* THE PROBLEM
In the listing below, find each line holding "similar" and copy it.

* SUPPLIED ENTRIES
====================

PR #1774, opened 2017-03-02
more review of m_connections loops when the iterator could be invalidated

aldenml:


arvidn:
your last patch made me think about this. the clone function is clearly a lot nicer than what's there right now, but in some sense it's still error prone. You have to remember to call it when iterating over peers and they may be disconnected.

I think a more robust solution would be to simply not remove peers from the peer list immediately when disconnected. I can think of two (somewhat similar) ways of doing this.

1. in peer_connection::disconnect(), factor out the piece of code that actually removes the peer from ``m_connections`` and probably from the session connection list. Then post a call to this function to the message queue.

2. To better handle cases where a lot of peers are getting disconnected in one go, a slightly more optimized variant would be to keep a set of peers to be disconnected in the torrent object. Every time a peer is added to this list, post a call to a function to actually go through the list and disconnect them. Unless such call has already been posted, and is still in-flight, in this case we don't need to do anything more. (this is actually a common pattern, it's used for recalculating unchoke_slots, interest, queuing, and probably some other things too).

There's a risk that there are other operations that can mutate the peer list while iterating over it, and I think those should be fixed as they're encountered. I think this approach would be more robust going forward, as it would be less likely that bugs like the ones ``clone()`` solves will be introduced.

aldenml:
agree with your comment, in fact I needed to jump inside the functions in every loop to see if indeed disconnect was possible. I want to explore option 2) but that could take some time.

Do you want to close this PR, or use it in the meantime? (I don't mind closing it).

arvidn:
I think it would make sense to close this then.

For (2), I would encourage you to try something a little bit more reusable, like:

```
template <typename Handler>
struct handler_wrapper
{
   handler_wrapper(bool& in_flight, Handler&& h) : m_handler(std::move(h)), m_in_flight(in_flight) {}
   template <typename... Args>
   void operator()(Args&&... a)
   {
      TORRENT_ASSERT(m_in_flight);
      m_in_flight = false;
      m_handler(std::forward<Args>(a)...);
   }
   Handler m_handler;
   bool& in_flight;
};

struct deferred_handler
{
   template <typename Handler>
   void post(io_service& ios, Handler&& h)
   {
      ios.post(handler_wrapper<Handler>(m_in_flight, h));
   }
   bool m_in_flight = false;
};
```

I didn't try to compile that, but I think you get the idea. With a utility like this, this pattern could be made a bit more regular and recognizable.

aldenml:
hehe, I think I _will_ get the idea

arvidn:
I missed some key pieces of logic there. I'm updating it in-place

aldenml:
Hi @arvidn, I reopened the PR with another alternative: just iterate in reverse order.

This should be enough, because if an element is removed, it's from the end and the vector reverse iterator is not invalidated.

Now, I studied your `deferred_handler` idea, I think it's a very good idea, but the refactor will be very very dangerous.

I detected more loops in need of this, but I wanted to know if this is an aceptable solution.

src/torrent.cpp
```diff
@@ -124,9 +124,9 @@ namespace libtorrent
 		return ret;
 	}
 
-	template <typename T, typename IndexType = int>
-	aux::vector<T, IndexType> clone(aux::vector<T, IndexType> const& v)
-	{ return v; }
+	template <typename T, typename IndexType>
+	aux::reverse_const_wrapper<T> safe(aux::vector<T, IndexType> const& v)
```
arvidn: this should probably be called ``reverse``, no?

aldenml:
Also, still remain the issue that the call to `->self()` is at discretion.

src/torrent.cpp
aldenml: I wanted to differentiate, this "`safe`" from `aux::reverse`, but I know it's a little odd the naming

aldenml:
I see some iterators errors in the CI jobs, but I would like to have your opinion before fixing them

arvidn:
I don't see how my proposed approach is dangerous. Obviously I haven't tried to make the change, so I'm sure there's something I'm missing. I would think that it would make all of these loops automatically safe, with only a fairly local change (and then the loops could be simplified to just be a plain range-for loop).

aldenml:
Your approach is better, "dangerous" is the refactor I could do with my lack of understanding of what exactly is needed to defer. I get lost with the amount of logic in `peer_connection::disconnect` and `torrent::remove_peer`. I appreciate if you take a look at it.

Closing this again.

arvidn:
while looking at this, there is an edge case when removing a torrent or shutting down, where previously all peers would be gone instantly, now they linger a bit. I'm still optimistic I'll come up with a robust way of solving it though (and shutdown is tricky by itself either way)

arvidn:
ok, shutdown fixed. next issue is fast-reconnect, which also expect peers to be disconnected immediately

aldenml:
ok....

arvidn:
alright, finally: https://github.com/arvidn/libtorrent/pull/1782

PR #1775, opened 2017-03-03
more sign warnings fixes

aldenml:


ssiloti:
Why disable netlink on Android? It's rather important that we get network change notifications on Android since obviously they happen rather frequently on that platform.

aldenml:
For what I know, netlink support in android is very limited due to (not only) security concerns. I also see that the headers differ from the linux standard.

Before reverting that change, do you test it in android?

src/file.cpp
```diff
@@ -593,7 +593,7 @@ namespace libtorrent
 	{
 		ec.clear();
 		error_code e;
-		file_status s;
+		file_status s = {};
```
arvidn: what would you think about adding initializers to the members of this class instead?

arvidn:
In some sense it seems more conservative to leave it in until there's a good reason to remove. And, if it should be removed, I think there should be a comment in ``config.hpp``, where the macro used to be, explaining why it's not enabled for android.

Otherwise I imagine someone will just put it back at some point

ssiloti:
I don't test on Android but I'd rather keep it on unless someone reports that it doesn't work.

src/file.cpp
aldenml: Ok, I will do it

aldenml:
Ok, I will revert the `TORRENT_USE_NETLINK` change.

Thinking about adding something related to android in travis.

src/enum_net.cpp
```diff
@@ -1052,8 +1052,8 @@ namespace libtorrent
 		nl_msg->nlmsg_len = NLMSG_LENGTH(sizeof(rtmsg));
 		nl_msg->nlmsg_type = RTM_GETROUTE;
 		nl_msg->nlmsg_flags = NLM_F_DUMP | NLM_F_REQUEST;
-		nl_msg->nlmsg_seq = seq++;
-		nl_msg->nlmsg_pid = getpid();
+		nl_msg->nlmsg_seq = std::uint32_t(seq++);
```
arvidn: would it work to make ``seq`` ``uint32_t``?

aldenml: that would require change in `read_nl_sock`, do you prefer that?

arvidn: only if it would lower the total amount of casting I suppose

aldenml: I will remove this cast to speed up the merge

arvidn:
lgtm

PR #1776, opened 2017-03-04
add write_resume_data() function

arvidn:
Make resume data alert use an add_torrent_params object

### DIFF
--- a/include/libtorrent/alert_types.hpp
+++ b/include/libtorrent/alert_types.hpp
@@ -975,7 +975,7 @@ namespace libtorrent
 	{
 		// internal
 		save_resume_data_alert(aux::stack_allocator& alloc
-			, std::shared_ptr<entry> const& rd
+			, add_torrent_params params
 			, torrent_handle const& h);
 
 		TORRENT_DEFINE_ALERT_PRIO(save_resume_data_alert, 37)
@@ -983,8 +983,15 @@ namespace libtorrent
 		static const int static_category = alert::storage_notification;
 		virtual std::string message() const override;
 
+		// the ``params`` structure is populated with the fields to be passed to
+		// add_torrent() or async_add_torrent() to resume the torrent. To
+		// save the state to disk, you may pass it on to write_resume_data().
+		add_torrent_params params;
+
+#ifndef TORRENT_NO_DEPRECATE
 		// points to the resume data.
-		std::shared_ptr<entry> const resume_data;
+		std::shared_ptr<entry> resume_data;
+#endif
 	};
 
 	// This alert is generated instead of ``save_resume_data_alert`` if there was an error
--- a/src/torrent.cpp
+++ b/src/torrent.cpp
@@ -5937,9 +5937,9 @@ namespace libtorrent
 		using namespace libtorrent::detail; // for write_*_endpoint()
 
 		// cast to seconds in case that internal values doesn't have ratio<1>
-		ret.active_time = total_seconds(active_time());
-		ret.finished_time = total_seconds(finished_time());
-		ret.seeding_time = total_seconds(seeding_time());
+		ret.active_time = static_cast<int>(total_seconds(active_time()));
+		ret.finished_time = static_cast<int>(total_seconds(finished_time()));
+		ret.seeding_time = static_cast<int>(total_seconds(seeding_time()));
 		ret.last_seen_complete = m_last_seen_complete;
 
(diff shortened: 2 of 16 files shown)


arvidn:
This closes the circle, creating symmetry with the ``read_resume_data()`` function. With this patch resume data is returned and accepted in the form of an ``add_torrent_params`` object. This makes it easier to access and build programmatically, giving more control over both writing and reading resume data.

aldenml:
it's painful the sign warnings, right :)

arvidn:
I'm just surprised that my version of clang seems to emit fewer warnings than the version on travis. I have a newer version.

arvidn:
heh, those warnings are nothing compared to how annoying submodules are in git (i.e. that they don't update when you switch branch)

arvidn:
do you think this change makes sense? It just occurred to me a few days ago that resume data would be a lot more useful if easily accessible programmatically, not just when loading but also when saving. Specifically modifying it before saving and after loading. This also makes it possible to save resume data in different formats (in a database for instance), which may be more efficient

aldenml:
sure, it looks like a good idea to me (I didn't review the PR, btw).

include/libtorrent/alert_types.hpp
```diff
@@ -975,16 +975,23 @@ namespace libtorrent
...
 
 		TORRENT_DEFINE_ALERT_PRIO(save_resume_data_alert, 37)
 
 		static const int static_category = alert::storage_notification;
 		virtual std::string message() const override;
 
+		// the ``params`` structure is populated with the fields to be passed to
+		// add_torrent() or async_add_torrent() to resume the torrent. To
+		// save the state to disk, you may pass it on to write_resume_data().
+		add_torrent_params params;
```
aldenml: can (or should) be this `const`?

src/torrent.cpp
```diff
@@ -5934,148 +5934,105 @@ namespace libtorrent
...
+		ret.version = LIBTORRENT_VERSION_NUM;
+		ret.storage_mode = storage_mode();
+		ret.total_uploaded = m_total_uploaded;
+		ret.total_downloaded = m_total_downloaded;
 
-		ret["active_time"] = total_seconds(active_time());
-		ret["finished_time"] = total_seconds(finished_time());
-		ret["seeding_time"] = total_seconds(seeding_time());
-		ret["last_seen_complete"] = m_last_seen_complete;
+		using namespace libtorrent::detail; // for write_*_endpoint()
```
aldenml: I imagine this is not needed anymore in this function

src/write_resume_data.cpp
```diff
@@ -0,0 +1,269 @@
...
+			std::back_insert_iterator<entry::string_type> ptr(ret["peers"].string());
+#if TORRENT_USE_IPV6
+			std::back_insert_iterator<entry::string_type> ptr6(ret["peers6"].string());
+#endif
+			for (auto const& p : atp.peers)
+			{
+#if TORRENT_USE_IPV6
+				if (p.address().is_v6())
+				{
+					write_address(p.address().to_v6(), ptr6);
```
aldenml: I was asking myself the other day if these address writes can be replaced by `detail::write_endpoint` even if there is a redundant `if` inside

aldenml:
Question: What's the reason for not store all the params's vectors and bitfields in the allocator?

include/libtorrent/alert_types.hpp
arvidn: it could be const, but I've avoided it in other alerts since, technically, it may be beneficial for clients to *move* values out of alerts, and that may apply here too

arvidn:
I think there's value in literally having an ``add_torrent_params`` object, since that's what you pass to add a torrent. I can't think of a way to have both (an actual ``add_torrent_params`` object and have its members be allocated by the alert's stack allocator)

src/write_resume_data.cpp
arvidn: you mean to move the decision to write to ``ptr6`` or ``ptr`` into ``write_endpoint()``? (that seems like it could be a bit messy). Or do you mean to replace the two calls ``write_address()`` and ``write_uint16()`` with a single call to ``write_endpoint()``? Which seems reasonable to me. Assuming the function is inlined, that condition would be optimized out anyway.

aldenml: the second

> write_address() and write_uint16() with a single call to write_endpoint()

PR #1777, opened 2017-03-04
use span<> to return the block_info for a piece

arvidn:
to improve range checks and loops

### DIFF
--- a/include/libtorrent/span.hpp
+++ b/include/libtorrent/span.hpp
@@ -111,13 +111,6 @@ namespace libtorrent
 			return m_ptr[idx];
 		}
 
-		T& operator[](int const idx) const
-		{
-			TORRENT_ASSERT(idx >= 0);
-			TORRENT_ASSERT(static_cast<std::size_t>(idx) < m_len);
-			return m_ptr[static_cast<std::size_t>(idx)];
-		}
-
 	private:
 		T* m_ptr;
 		std::size_t m_len;
--- a/include/libtorrent/span.hpp
+++ b/include/libtorrent/span.hpp
@@ -105,10 +105,17 @@ namespace libtorrent
 			return { data() + offset, count };
 		}
 
-		T& operator[](std::size_t const idx)
+		T& operator[](std::size_t const idx) const
 		{
 			TORRENT_ASSERT(idx < m_len);
 			return m_ptr[idx];
+		}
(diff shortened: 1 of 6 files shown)


include/libtorrent/span.hpp
```diff
@@ -105,12 +105,19 @@ namespace libtorrent
...
 		}
 
-		T& operator[](std::size_t const idx)
+		T& operator[](std::size_t const idx) const
 		{
 			TORRENT_ASSERT(idx < m_len);
 			return m_ptr[idx];
 		}
 
+		T& operator[](int const idx) const
```
aldenml: I didn't review completely the PR, but I see `span<T>` like a very interoperable type, similar to `std::vector<T>`, and that means classic `std::size_t` index. Maybe you can use `typed_span<T, I>` in the place you need to index by `int`, similar to `aux::vector`.

arvidn: yeah, I thought about that a bit. you mean that ``span`` should be ready to be replaced by gsl or some other standard type? so this utility feature may get in the way. I agree with that, they should be sepate, I just wasn't sure it was worth separating them up-front, rather then put it off until it's actually needed

aldenml: yes, and `aux::typed_span` is already there

arvidn: oh, I see

aldenml: looking at it, I believe I missed the `IndexType` in the return type of the methods.

src/torrent.cpp
```diff
@@ -1855,30 +1855,25 @@ namespace libtorrent
 			{
 				std::vector<std::shared_ptr<torrent>> ts = m_ses.find_collection(c);
 
-				for (std::vector<std::shared_ptr<torrent>>::iterator k = ts.begin()
-					, end2(ts.end()); k != end2; ++k)
+				for (auto const& t : ts)
```
aldenml: sometimes I wonder how exactly lists of `std::shared_ptr` should be iterated, by ref, or by copy (just a comment)

arvidn: by reference. there's no need to incur the cost of atomic increment and decrement for the loop

aldenml: thanks!

Issue #1810, opened 2017-03-13
Question about DHT, want, nodes/nodes6


aldenml:
libtorrent version (or branch): master

Hi @ssiloti, I have a few question about this, in the code `rcp_manage.cpp:L468`
```cpp
node& n = o->algorithm()->get_node();
if (!n.native_address(o->target_addr()))
{
	a["want"].list().push_back(entry(n.protocol_family_name()));
}
```
what I see is that you put only `want` if the target is IPv4 vs IPv6, but how is that possible? don't the DHT communicate only with nodes of the same protocol?

Later in `traversal_algorithm.cpp:L583`
```cpp
bdecode_node const n = r.dict_find_string(nodes_key);
```
what I see is that you get only nodes with the same protocol, with only `libtorrent` nodes, how it's supposed to work?

In `node::write_nodes_entries` you always write nodes, don't you risk always getting a message too big for UDP?

Thanks for your time

ssiloti:
Most requests are only sent to nodes in the same address family, but bootstrap queries can be sent to any address.

I'm not sure what your confusion is with the second question.

The number of nodes entries written should be small enough that the packet never exceeds the typical MTU of UDP over Ethernet (i.e. slightly less than 1500 bytes). This is something which is enforced purely through convention so it's not as robust as it could be.

aldenml:
Right, I missed the bootstrap queries, but looking at the code again, I don't see where a "bootstrap" could mix protocols for the same node. Could you help me here? Is `dht_state` bad designed?

I think I clarified myself my second question/confusion, I just want to confirm that the fact that `node::write_nodes_entries` writes nodes even if `want` **IS NOT THERE** is a key factor. Is that right?

ssiloti:
Yes, if the `want` key is not present then it is implied that the requester wants nodes of the same address family as the request was sent to.

Bootsrap was intended to take nodes of any address family via the `nodes` parameter of `node::bootstrap` but I see that got blocked by 6c31ea3d44.

aldenml:
Do you consider a priority to revert part of that to allow mixing protocols again in the bootstrap?

ssiloti:
It should definitely be fixed, but it's not a big enough deal for me to drop what I'm working on to fix it if that's what you're asking.

aldenml:
no, of course not :) it's for myself, to continue in the other PRs or put some time on this.

PR #1818, opened 2017-03-16
allow DHT bootstrap to use nodes of both IP protocols

aldenml:
To address https://github.com/arvidn/libtorrent/issues/1810

@ssiloti appreciate if you have a chance to take a look at this

### DIFF
--- a/src/kademlia/dht_tracker.cpp
+++ b/src/kademlia/dht_tracker.cpp
@@ -69,6 +69,14 @@ namespace libtorrent { namespace dht
 		c.inc_stats_counter(counters::dht_allocated_observers, allocated_observers);
 	}
 
+	std::vector<udp::endpoint> concat(std::vector<udp::endpoint> const& v1
+		, std::vector<udp::endpoint> const& v2)
+	{
+		std::vector<udp::endpoint> r = v1;
+		r.insert(r.end(), v2.begin(), v2.end());
+		return r;
+	}
+
 	} // anonymous namespace
 
 	// class that puts the networking and the kademlia node in a single
@@ -155,9 +163,10 @@ namespace libtorrent { namespace dht
 		m_refresh_timer.expires_from_now(seconds(5), ec);
 		m_refresh_timer.async_wait(std::bind(&dht_tracker::refresh_timeout, self(), _1));
 
-		m_dht.bootstrap(m_state.nodes, f);
+		// bootstrap with mix of IP protocols via want/nodes/nodes6
+		m_dht.bootstrap(concat(m_state.nodes, m_state.nodes6), f);
 #if TORRENT_USE_IPV6
-		m_dht6.bootstrap(m_state.nodes6, f);
+		m_dht6.bootstrap(concat(m_state.nodes6, m_state.nodes), f);
 #endif
 		m_state.clear();
 	}
--- a/src/kademlia/node.cpp
+++ b/src/kademlia/node.cpp
@@ -220,7 +220,10 @@ void node::bootstrap(std::vector<udp::endpoint> const& nodes
 
 	for (auto const& n : nodes)
 	{
-		if (n.protocol() != protocol()) continue;
+#if !TORRENT_USE_IPV6
+		if (n.protocol() == udp::v6()) continue;
+#endif
+
 #ifndef TORRENT_DISABLE_LOGGING
 		++count;
 #endif
--- a/test/test_dht.cpp
+++ b/test/test_dht.cpp
@@ -1824,6 +1824,75 @@ TORRENT_TEST(bootstrap_v6)
 }
 #endif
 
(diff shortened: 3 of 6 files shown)


ssiloti:
lgtm

src/kademlia/dht_tracker.cpp
```diff
@@ -155,9 +163,10 @@ namespace libtorrent { namespace dht
 		m_refresh_timer.expires_from_now(seconds(5), ec);
 		m_refresh_timer.async_wait(std::bind(&dht_tracker::refresh_timeout, self(), _1));
 
-		m_dht.bootstrap(m_state.nodes, f);
+		// bootstrap with mix of IP protocols via want/nodes/nodes6
+		m_dht.bootstrap(concat(m_state.nodes, m_state.nodes6), f);
```
arvidn: does the order matter? If not, you could save a bit by capturing the concatenated vector and pass it in by const reference to both calls. i.e.

```auto nodes = m_state.nodes;
nodes.insert(nodes.end(), m_state.nodes6.begin(), m_state.node6.end());
m_dht.bootstrap(nodes);
...
```

aldenml: well, since the "sends" are FIFO (and that's my assumption), I wanted to prioritize the ones with the same protocol. You tell me if that's a relevant factor here.

src/kademlia/node.cpp
```diff
@@ -220,7 +220,10 @@ void node::bootstrap(std::vector<udp::endpoint> const& nodes
 
 	for (auto const& n : nodes)
 	{
-		if (n.protocol() != protocol()) continue;
+#if !TORRENT_USE_IPV6
+		if (n.protocol() == udp::v6()) continue;
```
arvidn: if you don't concatenate ``nodes6``, presumably this wouldn't happen, right?
I mean, maybe you could have an ifdef to not add in the v6 nodes in the first place, if ``TORRENT_USE_IPV6`` wasn't set.

test/test_dht.cpp
```diff
@@ -1824,6 +1824,75 @@ TORRENT_TEST(bootstrap_v6)
...
+		nodesv.push_back(rand_udp_ep(rand_v6));
+	else
+		nodesv.push_back(rand_udp_ep(rand_v4));
+
+	t.dht_node.bootstrap(nodesv, std::bind(&nop_node));
+
+	TEST_EQUAL(g_sent_packets.size(), 1);
+	TEST_EQUAL(g_sent_packets.front().first, nodesv[0]);
+
+	lazy_from_entry(g_sent_packets.front().second, response);
```
arvidn: I was under the impression that ``lazy_entry`` only existed for backwards compatibility now. Is it still used here?

src/kademlia/node.cpp
aldenml: The problem is that the state (`dht_state`) have a vector of `udp::endpoint` (two to be precise), there is no really a way to make sure they are all IPv4. This is a safety measure.

src/kademlia/dht_tracker.cpp
arvidn: I don't think sending is FIFO. as far as I can tell, the traversal algorithm inserts nodes sorted. There's a ``std::lower_bound()`` in ``traversal_algorithm::add_entry()``.

In fact, looking at the bootstrap algorithm, it doesn't look quite right. It will just generate random node IDs for the IPs we bootstrap from, so it will be shuffled. But then we call ``trim_seed_nodes()``, which assumes that the nodes are sorted and have correct node IDs. The rationale being that we want to start farther away when bootstrapping.

Starting farther away makes sense, but I don't think this call makes sense, since we know that we just created random node IDs, and the first 32 nodes are just some random nodes, not the ones closest to us.

test/test_dht.cpp
aldenml: The name `lazy_from_entry` is an old one (it's just the name), it's working with `bdecode_node` now.

src/kademlia/dht_tracker.cpp
aldenml: hmmm...out of my understanding at the moment. Is it OK if I reuse the vector then to get this merged, or is the review of the algorithm a requisite?

test/test_dht.cpp
arvidn: ah :)

src/kademlia/node.cpp
arvidn: I see, that makes sense

src/kademlia/dht_tracker.cpp
arvidn: no, they're separate. and actually, perhaps it would make sense to not insert nodes with the ``flag_no_id`` flag set in a sorted location, but to just append to the end.

PR #1819, opened 2017-03-16
fix IndexType template parameter in typed_span member functions

aldenml:


include/libtorrent/aux_/typed_span.hpp
```diff
@@ -64,56 +64,56 @@ namespace libtorrent { namespace aux {
 
 		template <typename U = underlying_index, typename Cond
 			= typename std::enable_if<std::is_signed<U>::value>::type>
-		typed_span<T> first(underlying_index n) const
+		typed_span<T, IndexType> first(underlying_index n) const
```
arvidn: actually, you should be able to just say ``typed_span``. iirc, the default is to imply the same template arguments as the class' own arguments. would you mind trying that?

arvidn:
lgtm

include/libtorrent/aux_/typed_span.hpp
aldenml: sure, it works too. Actually, I prefer the implicit way, but I wasn't sure about yours. I will change it.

====================

* YOUR RESPONSE
I think a more robust solution would be to simply not remove peers from the peer list immediately when disconnected. I can think of two (somewhat similar) ways of doing this.
aldenml: I didn't review completely the PR, but I see `span<T>` like a very interoperable type, similar to `std::vector<T>`, and that means classic `std::size_t` index. Maybe you can use `typed_span<T, I>` in the place you need to index by `int`, similar to `aux::vector`.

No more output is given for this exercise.